PR #2302, opened 2023-01-28
T1048.003 Python3 http.server

biot-2131:
**Details:**
Added a test for python3 standard library module http.server.

**Testing:**
Tested on ubuntu 22.04 & rhel 8.7

T1048 003 Python3 http server


MSAdministrator (approved):
Thanks for submitting this test! This looks good to me. Was able to test that if Python is not installed then it still runs.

════

PROBLEM: Would you please show every line of the material above that includes the string "server"?

RESULT OF THE EXERCISE:
T1048.003 Python3 http.server
Added a test for python3 standard library module http.server.
T1048 003 Python3 http server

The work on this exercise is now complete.